When hepatitis C invades a cell, however, a large piece of viral RNA called IRES (internal ribosome entry site) gloms onto eIF3 in imitation of the mRNA binding cap, essentially convincing the ribosome that it is one of the cell's own mRNAs. The viral mRNA, which lacks the binding cap of a cell's normal mRNA, is then able to feed through the machine to create its own proteins. The virus is thus able to get around the need for many other control proteins that are part of the well-regulated transcription process in the cell. For example, the binding cap protein that recognizes the binding cap tag on mRNA is no longer needed; the viral IRES substitutes for both the binding cap and the binding cap protein.
"It was known that the hepatitis C virus uses this IRES RNA in order to overcome the normal requirement for a very large number of cellular factors," Nogales said. "What was not known is how it did it and how it is able to overcome this requirement. What we have seen is that, basically, it does this by displacing the cap binding protein that normally selects the cellular mRNAs. That is the way it competes with the normal cellular mechanism and kidnaps the basic machinery for its own purpose."
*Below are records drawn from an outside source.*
PR #56, opened 2017-08-16
Update follow plus email

geek-caroline:
Adding data-tracking-messaging element


geek-caroline:
Ah, welcome to our new o-tracking idea, sending anything prefixed with `data-trackable-` will be sent along as a parameter in the tracking call.  The irony being that here you've spotted a typo by me, it should be `data-trackable-messaging=` :)  So the payload sent through by o-tracking will now include: `messaging: followPlusEmail`, then combine this with the fact there will be an event type of 'click' sent, we'll know they clicked a button that gave them this action :)

geek-caroline:
@keirog do you think it's ok now?

keirog:
Oh ha! I fell into the tracking trap too. Yep looks good

keirog:
@geek-caroline Has the new functionality been written yet? Just want to make sure the [existing data-trackable-* bits](https://github.com/Financial-Times/n-ui/blob/master/components/n-ui/tracking/ft/utils/getDomPath.js#L44) don’t get sent too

This explains how, even when the cell tries to use these regulatory proteins to shut down the ribosome to stop infection, the hepatitis C virus is able to hijack the ribosomes anyway. Though other RNA viruses that target the ribosome may use this same technique, Doudna suspects that "nature has probably found a number of ways to skin the cat."
Nogales and Doudna revealed these details through cryo-electron microscopy, or cryo-EM, a technique Nogales has perfected that allows her to get images of large molecules in a liquid environment like that inside the cell. This contrasts with X-ray crystallography, where it is necessary to make a molecule condense into a hard crystal before it can be imaged.
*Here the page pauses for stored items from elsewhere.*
PR #58, opened 2017-08-23
Extra tracking for follow and save

debugwand:
🐿 v2.5.14

### DIFF
--- a/myft/test/ui/lib/tracking.spec.js
+++ b/myft/test/ui/lib/tracking.spec.js
@@ -1,0 +1,130 @@
+const sinon = require('sinon');
+const expect = require('chai').expect;
+describe('Tracking', () => {
+	const followEvent = {
+		subjectType: 'concept',
+		action: 'add',
+		subjectId: '1234',
+		data: {}
+	};
+	const unfollowEvent = {
+		subjectType: 'concept',
+		action: 'remove',
+		subjectId: '4321',
+		data: {}
+	};
+	const instantOn = {
+		subjectType: 'concept',
+		action: 'update',
+		subjectId: '5678',
+		data: {
+			_rel: {
+				instant: 'true'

"Cryo-EM is good because we don't have to crystallize the molecule, so we can deal with conformational flexibility, which is very important," Nogales said. "All these protein machines are moving, they have moving parts. Because we are not limited by having to crystallize our complexes, which really paralyzes them, we are able, with some ingenuity, to detect and describe the flex inherent to the complexes of the components. It is looking at complexes as they are in the cell."
The newly discovered details of how viral IRES latches onto the cell's normal eIF3 could lead to ways to foil this masquerade. Doudna, who has worked on RNA enzymes for most of her career and has collaborated with Nogales for nearly three years on this ribosome research, noted that small, single-nucleotide changes in the viral IRES RNA are known to inhibit binding to eIF3.
"Knowing how effective a small change in sequence can be means that it may be easy to find a small molecule that has a similar effect," Doudna said. "It's reasonable to think we might be able to come up with a small-molecule drug to inhibit IRES binding to the ribosome on eIF3."
At the moment, the team doesn't have sufficient detail about the viral-ribosome interactions, but it is working to improve the resolution of its cryo-EM models from 30 Angstroms to about 10 Angstroms. This would allow the researchers to see secondary protein structures which would give them a better understanding of the chemistry behind eIF3's interactions with other proteins and with RNA.
Co-authors with Doudna and Nogales are graduate student Bunpote Siridechadilok and post-doctoral researcher Christopher Fraser of UC Berkeley, and post-doc Richard Hall of LBNL. The work was supported by the Howard Hughes Medical Institute.